- [WORK TO COMPLETE] Go through the listing below and output it word for word.
* * * * *
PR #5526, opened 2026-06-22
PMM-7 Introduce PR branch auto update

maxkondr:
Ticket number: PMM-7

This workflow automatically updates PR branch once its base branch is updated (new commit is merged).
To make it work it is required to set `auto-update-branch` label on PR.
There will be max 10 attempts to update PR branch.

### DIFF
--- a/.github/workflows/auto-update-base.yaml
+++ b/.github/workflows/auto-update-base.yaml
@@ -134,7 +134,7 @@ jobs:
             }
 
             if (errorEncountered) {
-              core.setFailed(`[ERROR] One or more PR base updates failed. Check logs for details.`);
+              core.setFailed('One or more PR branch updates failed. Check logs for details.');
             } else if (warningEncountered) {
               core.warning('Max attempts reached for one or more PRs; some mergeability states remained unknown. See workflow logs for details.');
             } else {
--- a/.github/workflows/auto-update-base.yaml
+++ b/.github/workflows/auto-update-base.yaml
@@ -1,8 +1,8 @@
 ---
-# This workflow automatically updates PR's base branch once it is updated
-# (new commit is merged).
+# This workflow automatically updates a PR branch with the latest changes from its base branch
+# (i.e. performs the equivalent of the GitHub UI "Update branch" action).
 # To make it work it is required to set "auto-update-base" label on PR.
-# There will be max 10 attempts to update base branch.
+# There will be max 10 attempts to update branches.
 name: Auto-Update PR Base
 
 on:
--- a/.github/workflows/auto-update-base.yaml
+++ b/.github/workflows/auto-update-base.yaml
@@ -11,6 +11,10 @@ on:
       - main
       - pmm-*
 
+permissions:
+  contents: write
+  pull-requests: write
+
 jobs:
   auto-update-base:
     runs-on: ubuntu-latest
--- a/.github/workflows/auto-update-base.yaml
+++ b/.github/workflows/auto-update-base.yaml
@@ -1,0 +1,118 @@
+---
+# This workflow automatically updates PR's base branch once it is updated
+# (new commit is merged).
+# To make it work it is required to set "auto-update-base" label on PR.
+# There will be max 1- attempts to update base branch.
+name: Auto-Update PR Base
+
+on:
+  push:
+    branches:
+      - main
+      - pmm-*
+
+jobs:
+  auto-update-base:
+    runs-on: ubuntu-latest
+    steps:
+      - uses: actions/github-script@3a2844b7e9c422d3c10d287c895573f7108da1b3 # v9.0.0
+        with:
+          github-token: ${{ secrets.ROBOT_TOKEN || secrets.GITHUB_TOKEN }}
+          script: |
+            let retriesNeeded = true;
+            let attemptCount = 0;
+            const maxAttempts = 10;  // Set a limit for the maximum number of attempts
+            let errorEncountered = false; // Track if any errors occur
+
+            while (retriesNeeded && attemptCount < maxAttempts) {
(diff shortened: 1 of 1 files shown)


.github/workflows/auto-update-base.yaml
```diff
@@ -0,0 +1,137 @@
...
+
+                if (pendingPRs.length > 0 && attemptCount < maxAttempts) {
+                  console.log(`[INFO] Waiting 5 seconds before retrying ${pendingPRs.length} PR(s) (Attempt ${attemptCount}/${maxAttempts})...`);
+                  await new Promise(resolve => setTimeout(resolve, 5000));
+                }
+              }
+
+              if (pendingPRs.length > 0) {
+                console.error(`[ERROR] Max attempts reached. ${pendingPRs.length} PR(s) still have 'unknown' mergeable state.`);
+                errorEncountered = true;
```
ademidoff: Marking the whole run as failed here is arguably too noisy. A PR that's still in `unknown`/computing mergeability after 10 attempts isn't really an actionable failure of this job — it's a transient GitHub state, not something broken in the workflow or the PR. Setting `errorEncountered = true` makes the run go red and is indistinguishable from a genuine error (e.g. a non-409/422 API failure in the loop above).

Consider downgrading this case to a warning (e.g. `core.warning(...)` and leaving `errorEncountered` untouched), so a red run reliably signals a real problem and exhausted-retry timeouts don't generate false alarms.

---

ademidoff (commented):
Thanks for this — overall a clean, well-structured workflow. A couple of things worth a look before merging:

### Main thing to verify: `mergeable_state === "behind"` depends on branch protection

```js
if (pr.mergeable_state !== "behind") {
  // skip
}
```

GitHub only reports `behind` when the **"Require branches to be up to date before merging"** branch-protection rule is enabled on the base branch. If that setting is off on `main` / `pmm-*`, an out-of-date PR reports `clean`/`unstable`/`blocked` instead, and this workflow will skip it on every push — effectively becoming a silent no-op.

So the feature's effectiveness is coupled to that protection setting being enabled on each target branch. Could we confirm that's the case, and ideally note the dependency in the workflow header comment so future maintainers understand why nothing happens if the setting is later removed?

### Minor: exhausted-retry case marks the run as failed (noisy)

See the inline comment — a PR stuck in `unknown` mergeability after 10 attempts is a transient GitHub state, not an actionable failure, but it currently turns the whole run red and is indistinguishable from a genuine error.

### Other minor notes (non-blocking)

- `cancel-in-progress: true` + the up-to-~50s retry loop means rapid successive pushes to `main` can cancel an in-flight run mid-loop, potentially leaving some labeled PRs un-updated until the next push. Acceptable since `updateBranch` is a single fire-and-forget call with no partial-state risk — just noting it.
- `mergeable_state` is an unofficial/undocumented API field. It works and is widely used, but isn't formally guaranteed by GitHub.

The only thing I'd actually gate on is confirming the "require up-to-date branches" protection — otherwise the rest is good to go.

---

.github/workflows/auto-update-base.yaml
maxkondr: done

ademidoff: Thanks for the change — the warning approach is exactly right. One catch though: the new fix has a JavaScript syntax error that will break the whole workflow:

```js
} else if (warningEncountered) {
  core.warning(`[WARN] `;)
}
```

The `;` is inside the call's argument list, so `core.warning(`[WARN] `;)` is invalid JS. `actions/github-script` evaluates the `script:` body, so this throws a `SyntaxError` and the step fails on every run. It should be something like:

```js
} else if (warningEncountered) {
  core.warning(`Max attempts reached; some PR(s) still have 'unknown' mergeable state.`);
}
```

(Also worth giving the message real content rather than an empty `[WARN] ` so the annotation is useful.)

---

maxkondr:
* * * * *
- [RESPONSE]
PR #5526, opened 2026-06-22
PMM-7 Introduce PR branch auto update

maxkondr:
Ticket number: PMM-7

This workflow automatically updates PR branch once its base branch is updated (new commit is merged).
To make it work it is required to set `auto-update-branch` label on PR.
There will be max 10 attempts to update PR branch.

### DIFF
--- a/.github/workflows/auto-update-base.yaml
+++ b/.github/workflows/auto-update-base.yaml
@@ -134,7 +134,7 @@ jobs:
             }
 
             if (errorEncountered) {
-              core.setFailed(`[ERROR] One or more PR base updates failed. Check logs for details.`);
+              core.setFailed('One or more PR branch updates failed. Check logs for details.');
             } else if (warningEncountered) {
               core.warning('Max attempts reached for one or more PRs; some mergeability states remained unknown. See workflow logs for details.');
             } else {
--- a/.github/workflows/auto-update-base.yaml
+++ b/.github/workflows/auto-update-base.yaml
@@ -1,8 +1,8 @@
 ---
-# This workflow automatically updates PR's base branch once it is updated
-# (new commit is merged).
+# This workflow automatically updates a PR branch with the latest changes from its base branch
+# (i.e. performs the equivalent of the GitHub UI "Update branch" action).
 # To make it work it is required to set "auto-update-base" label on PR.
-# There will be max 10 attempts to update base branch.
+# There will be max 10 attempts to update branches.
 name: Auto-Update PR Base
 
 on:
--- a/.github/workflows/auto-update-base.yaml
+++ b/.github/workflows/auto-update-base.yaml
@@ -11,6 +11,10 @@ on:
       - main
       - pmm-*
 
+permissions:
+  contents: write
+  pull-requests: write
+
 jobs:
   auto-update-base:
     runs-on: ubuntu-latest
--- a/.github/workflows/auto-update-base.yaml
+++ b/.github/workflows/auto-update-base.yaml
@@ -1,0 +1,118 @@
+---
+# This workflow automatically updates PR's base branch once it is updated
+# (new commit is merged).
+# To make it work it is required to set "auto-update-base" label on PR.
+# There will be max 1- attempts to update base branch.
+name: Auto-Update PR Base
+
+on:
+  push:
+    branches:
+      - main
+      - pmm-*
+
+jobs:
+  auto-update-base:
+    runs-on: ubuntu-latest
+    steps:
+      - uses: actions/github-script@3a2844b7e9c422d3c10d287c895573f7108da1b3 # v9.0.0
+        with:
+          github-token: ${{ secrets.ROBOT_TOKEN || secrets.GITHUB_TOKEN }}
+          script: |
+            let retriesNeeded = true;
+            let attemptCount = 0;
+            const maxAttempts = 10;  // Set a limit for the maximum number of attempts
+            let errorEncountered = false; // Track if any errors occur
+
+            while (retriesNeeded && attemptCount < maxAttempts) {
(diff shortened: 1 of 1 files shown)


.github/workflows/auto-update-base.yaml
```diff
@@ -0,0 +1,137 @@
...
+
+                if (pendingPRs.length > 0 && attemptCount < maxAttempts) {
+                  console.log(`[INFO] Waiting 5 seconds before retrying ${pendingPRs.length} PR(s) (Attempt ${attemptCount}/${maxAttempts})...`);
+                  await new Promise(resolve => setTimeout(resolve, 5000));
+                }
+              }
+
+              if (pendingPRs.length > 0) {
+                console.error(`[ERROR] Max attempts reached. ${pendingPRs.length} PR(s) still have 'unknown' mergeable state.`);
+                errorEncountered = true;
```
ademidoff: Marking the whole run as failed here is arguably too noisy. A PR that's still in `unknown`/computing mergeability after 10 attempts isn't really an actionable failure of this job — it's a transient GitHub state, not something broken in the workflow or the PR. Setting `errorEncountered = true` makes the run go red and is indistinguishable from a genuine error (e.g. a non-409/422 API failure in the loop above).

Consider downgrading this case to a warning (e.g. `core.warning(...)` and leaving `errorEncountered` untouched), so a red run reliably signals a real problem and exhausted-retry timeouts don't generate false alarms.

---

ademidoff (commented):
Thanks for this — overall a clean, well-structured workflow. A couple of things worth a look before merging:

### Main thing to verify: `mergeable_state === "behind"` depends on branch protection

```js
if (pr.mergeable_state !== "behind") {
  // skip
}
```

GitHub only reports `behind` when the **"Require branches to be up to date before merging"** branch-protection rule is enabled on the base branch. If that setting is off on `main` / `pmm-*`, an out-of-date PR reports `clean`/`unstable`/`blocked` instead, and this workflow will skip it on every push — effectively becoming a silent no-op.

So the feature's effectiveness is coupled to that protection setting being enabled on each target branch. Could we confirm that's the case, and ideally note the dependency in the workflow header comment so future maintainers understand why nothing happens if the setting is later removed?

### Minor: exhausted-retry case marks the run as failed (noisy)

See the inline comment — a PR stuck in `unknown` mergeability after 10 attempts is a transient GitHub state, not an actionable failure, but it currently turns the whole run red and is indistinguishable from a genuine error.

### Other minor notes (non-blocking)

- `cancel-in-progress: true` + the up-to-~50s retry loop means rapid successive pushes to `main` can cancel an in-flight run mid-loop, potentially leaving some labeled PRs un-updated until the next push. Acceptable since `updateBranch` is a single fire-and-forget call with no partial-state risk — just noting it.
- `mergeable_state` is an unofficial/undocumented API field. It works and is widely used, but isn't formally guaranteed by GitHub.

The only thing I'd actually gate on is confirming the "require up-to-date branches" protection — otherwise the rest is good to go.

---

.github/workflows/auto-update-base.yaml
maxkondr: done

ademidoff: Thanks for the change — the warning approach is exactly right. One catch though: the new fix has a JavaScript syntax error that will break the whole workflow:

```js
} else if (warningEncountered) {
  core.warning(`[WARN] `;)
}
```

The `;` is inside the call's argument list, so `core.warning(`[WARN] `;)` is invalid JS. `actions/github-script` evaluates the `script:` body, so this throws a `SyntaxError` and the step fails on every run. It should be something like:

```js
} else if (warningEncountered) {
  core.warning(`Max attempts reached; some PR(s) still have 'unknown' mergeable state.`);
}
```

(Also worth giving the message real content rather than an empty `[WARN] ` so the annotation is useful.)

---

maxkondr:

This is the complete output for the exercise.